Cable or NIC card problems.
Be sure to observe the failure yourself. If possible, have someone demonstrate the failure to you. If it is an operator-induced problem, it is important to observe how it is created, as well as the results.

Intermittent problems are the most difficult ones to isolate. They never seem to occur when you are present. The only way to resolve them is to be able to re-create the set of circumstances that causes the failure. Sometimes, moving step-by-step to eliminate the possible causes is all you can do. This takes time and patience. The user will have to keep a detailed record of what is being done before and when the failure occurs. In such cases, tell the user to not do anything with the computer when the problem recurs, except to call you. That way, the "evidence" will not be disturbed.

TIP
For a totally random, intermittent problem, always suspect the power supply.

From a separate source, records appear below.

PR #1118, opened 2023-11-04
Improve read session caching key

vishalkarve15:
We use pushed filters indirectly as a key in read session cache. However, it misses caching opportunities for duplicated filters and out of order filters.
This fixes that.


vishalkarve15:
Saw ~100+s improvement in TPCDS benchmarks.

anoopj (approved):
LGTM!

PR #1136, opened 2023-12-01
Consider projections for biglake stats

vishalkarve15:
Biglake tables do not take projections into account when estimating size. This makes Spark work with an overestimated size causing missed opportunities for Broadcast.


anoopj (approved):
LGTM

PR #352, opened 2024-01-19
:sparkles: support cloudevents for manifestworkreplicaset

skeeey:
## Related issue(s)

Fixes #


pkg/work/hub/manager.go
```diff
@@ -2,73 +2,166 @@ package hub
...
 )
 
-// RunWorkHubManager starts the controllers on hub.
-func RunWorkHubManager(ctx context.Context, controllerContext *controllercmd.ControllerContext) error {
-	hubWorkClient, err := workclientset.NewForConfig(controllerContext.KubeConfig)
-	if err != nil {
-		return err
+const (
+	sourceID       = "mwrsctrl"
+	sourceClientID = "mwrsctrl-client"
```
morvencao, line 29: nit: Is this safe to have the same hard-code clientID for mwrs controller?
does this mean anytime, only one mwrs controller instance is working?

skeeey: maybe need to expose these with flags

manifests/cluster-manager/management/cluster-manager-manifestworkreplicaset-deployment.yaml
```diff
@@ -46,6 +46,7 @@ spec:
         args:
           - "/work"
           - "manager"
+          - "--work-driver=kube"
```
morvencao, line 49: add `--cloudevents-client-id=$(POD_NAME)`?

skeeey: currently, we make the `cloudevents-client-id` optional, it only need when we use cloudevents, current case is kube, we can omit it

skeeey:
/hold

the sdk-go has a bug, I will fix it, then update the sdk-go again

PR #372, opened 2024-03-11
:bug: Fix mode replacement for hosted mode

dhaiducek:
ref: https://issues.redhat.com/browse/ACM-10392

## Summary

The default mode was set to `Singleton`, so the substitution command needs to also be updated to reflect the new default.

## Related issue(s)

- #365


qiujian16 (commented):
/approve
/lgtm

Phase III: Conduct the Repair

After you have zeroed in on a few categories, the process of elimination begins.

Make a Plan

Create a planned approach to isolating the problem based on your knowledge at this point. Your plan should start with the most obvious or easiest solution to eliminate and move forward. Put the plan in writing!

The first step of any plan should be to document and back up.

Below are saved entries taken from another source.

PR #375, opened 2024-03-12
WIP :bug: Fix: make kube a default value of workloadsourcedriver.

xuezhaojun:
## Summary

We want use kube as the default driver even no driver set.

### DIFF
--- a/pkg/work/spoke/options.go
+++ b/pkg/work/spoke/options.go
@@ -4,6 +4,8 @@ import (
 	"time"
 
 	"github.com/spf13/pflag"
+
+	"open-cluster-management.io/sdk-go/pkg/cloudevents/work"
 )
 
 const (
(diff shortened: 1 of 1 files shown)


pkg/work/spoke/options.go
```diff
@@ -28,6 +30,7 @@ func NewWorkloadAgentOptions() *WorkloadAgentOptions {
 		MaxJSONRawLength:                       1024,
 		StatusSyncInterval:                     10 * time.Second,
 		AppliedManifestWorkEvictionGracePeriod: 60 * time.Minute,
+		WorkloadSourceDriver:                   work.ConfigTypeKube,
```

If possible, make no assumptions. If you must make any assumptions, write them down. You might need to refer back to them later.

Follow the Plan from Beginning to End

Once a plan is created, it is important to follow it through. Jumping around and randomly trying things can often lead to more serious problems.

Document every action you take and its results.

If the first plan is not successful (they won't always be), create a new plan based on what you discovered with the previous plan. Be sure to refer to any assumptions you might have made.

Repair or Replace

After locating the problem, either repair or replace the defect. If the problem is software-oriented, be sure to record the "before" and "after" changes.

Phase IV: Confirm the Results

No repair is complete without confirmation that the job is done. Confirmation involves two steps:

  • Make sure that the problem no longer exists. Ask the user to test the solution and confirm client satisfaction.
  • Make sure that the fix did not create other problems. You have not done a professional job if the repair has been completed at the expense of something else.

Phase V: Document the Results

Finally, document the problem and the repair. There is no substitute for experience in troubleshooting. Every new problem presents you with an opportunity to expand that experience. Keeping a copy of the repair procedure in your technical library will come in handy in a year or two when the problem (or one like it) occurs again. This is one way to build, maintain, and share experience.

Lesson Summary

The following points summarize the main elements of this lesson:

  • Learning doesn't stop with certification. To stay at the top of your profession, you must keep learning.

  • Staying connected with your peers is an important part of learning.

  • Maintain a proper set of the tools of the trade.

  • Know where and how to get technical support.

  • Good troubleshooting requires a plan. To be successful, you must stick to your plan.